Algo parecido debió de hacer Smith, pese a que los rumores, la prensa de la época y el cine imaginaron su fin con curiosos detalles. En su tiempo se llegó a decir que lo habían visto en el agua intentando ayudar a la gente a subir a las barcas. Pero las barcas estaban tan lejos que llegar nadando habría sido un empeño suicida, y mucho más hacerlo arrastrando cuerpos ya casi sin vida. Más razonable parece pensar que siguió la orden que él mismo dio a sus hombres: «A partir de este momento, que cada cual haga lo que pueda». Dicho lo cual, hizo cuanto pudo y nada más se supo de él. No importan las razones de su comportamiento, si hubo cobardía o simple coherencia. Es la ley del mar: un capitán debe hundirse con su barco.

El mar engulle al gigante

A las dos y dieciocho minutos de la madrugada, el casco del Titanic se partió cerca de su zona central, un dato que quedó inexplicablemente borrado de la historia hasta que se halló su pecio y se pudo reconstruir la muerte del titán. Un minuto después, la proa se hundió en el océano y la popa, arrastrada por la proa, casi alcanzó la verticalidad completa. Mientras, cientos de personas se aferraban a lo que fuese con el propósito de sobrevivir, con el único resultado de alargar un poco más su terrible agonía.

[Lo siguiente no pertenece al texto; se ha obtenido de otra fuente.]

PR #349, opened 2018-08-03
Support fabrik-internal services

steinri:
The service fabrik currently supports internal [service plans](https://github.com/cloudfoundry-incubator/service-fabrik-broker/blob/2018.T07b/common/models/Service.js#L40), but not internal services. 

This is used to define a different plan for the mongodb, which is used by the service fabrik, than for mongodbs provided by the service fabrik via the catalog. However if the service fabrik does not provide a mongodb service this mechanism does not work. Hence this adds an internal service in the same manner as the internal service plans.

### DIFF
--- a/common/models/catalog.js
+++ b/common/models/catalog.js
@@ -31,7 +31,7 @@ class Catalog {
 
   toJSON() {
     return {
-      services: this.services
+      services: _.filter(this.services, service => service.name.indexOf('-fabrik-internal') === -1)
     };
   }
 }


steinri:
The motivation behind this is for SF's usage, i.e. deploy a mongodb for the service fabrik (service-fabrik-mongodb).

If I am not mistaken this is currently not possible without having the mongodb plan in the catalog. However than you currently must provide a mongodb service, but can add internal plan. This just leverages the idea of an internal plan to an internal service, such that you don't need to provide a mongodb anymore to use the service fabrik with mongodb.

kamath-prasad:
@steinri : Ok . , got it.. 

I see that this is already handled [here](https://github.com/cloudfoundry-incubator/service-fabrik-broker/blob/master/common/models/Service.js#L40) .

So your change might not be needed.

steinri:
This is handled there for service plans, but not for whole services.
If I would create a mongodb service and mark every service plan as fabrik-internal it would still have the mongodb service in the catalog, but the plan section would be empty.

Hence the catalog would look like:

```
{
  "services": [
    { <my_service> },
    {
      "id": "foo-baar",
      "name": "mongodb-fabrik-internal",
      "description": "...",
      "bindable": true,
      "subnet": null,
      "tags": [
      ],
      "metadata": {
        "displayName": "MongoDB",
        "documentationUrl": "...",
        "longDescription": "....",
        "providerDisplayName": "...",
        "supportUrl": "...."
      },
      "requires": [],
      "plan_updateable": true,
      "dashboard_client": {
        "id": "....",
        "redirect_uri": "...,
        "secret": "...."
      },
      "plans": []  // <-- no plans
    }
  ]
}
```
instead of
```
{
  "services": [
    { <my_service> }
  ]
}
```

Cuando finalmente el Titanic desapareció por completo bajo el agua, a las dos y veinte minutos de la madrugada del 15 de abril de 1912, los que aún estaban vivos tras haber hecho lo indecible por seguir a bordo cubrieron el mar de unos gritos que oyeron los 710 supervivientes que permanecían a salvo en las barcas. Esos gritos los dejaron tan marcados o más que el propio hundimiento, como confirmaron testimonio tras testimonio. En cualquier caso, tras enconadas discusiones sobre si volver al lugar del hundimiento o sobre quién debía hacerlo, y después de trasladar pasajeros de uno a otro bote para dejar más sitio en los que debían ir en busca de supervivientes (y seguro que alguno habría), cuando la primera lancha llegó al lugar del naufragio el silencio reinaba sobre una inerte marea blanca formada por los chalecos salvavidas que mantenían a flote los cadáveres, congelados en su mayoría. Eso era cuanto quedaba de un barco que debía navegar sobre sueños, y que se había deslizado hacia las profundidades para yacer en la más completa oscuridad.

El rescate

Las peticiones de auxilio enviadas por los telegrafistas del Titanic habían llegado al transatlántico Carpathia (propiedad de la naviera Cunard Line, la competencia de los propietarios del Titanic), que navegó a toda máquina por peligrosas zonas de hielo hasta que a las cuatro de la madrugada llegó al lugar del naufragio. La espera fue difícil de sobrellevar para quienes aguardaban; mientras se mecían sobre el mar, muchos estaban seguros de que morirían. A la devastadora incertidumbre sobre el futuro inmediato se añadían las imágenes del horror que habían sufrido. Ninguno de quienes pudieron subir al barco que los llevó hasta Nueva York olvidó lo sucedido aquella madrugada.

Por mucho halo romántico que se le haya añadido desde entonces, la pesadilla que se vivió en el Titanic no debe quedar aprisionada en relatos que a veces adquieren más visos de fantasía que de realidad. Fue una tragedia real, que costó la vida a más de 1.500 personas, y un hecho que marcó un punto y aparte en la historia de la navegación.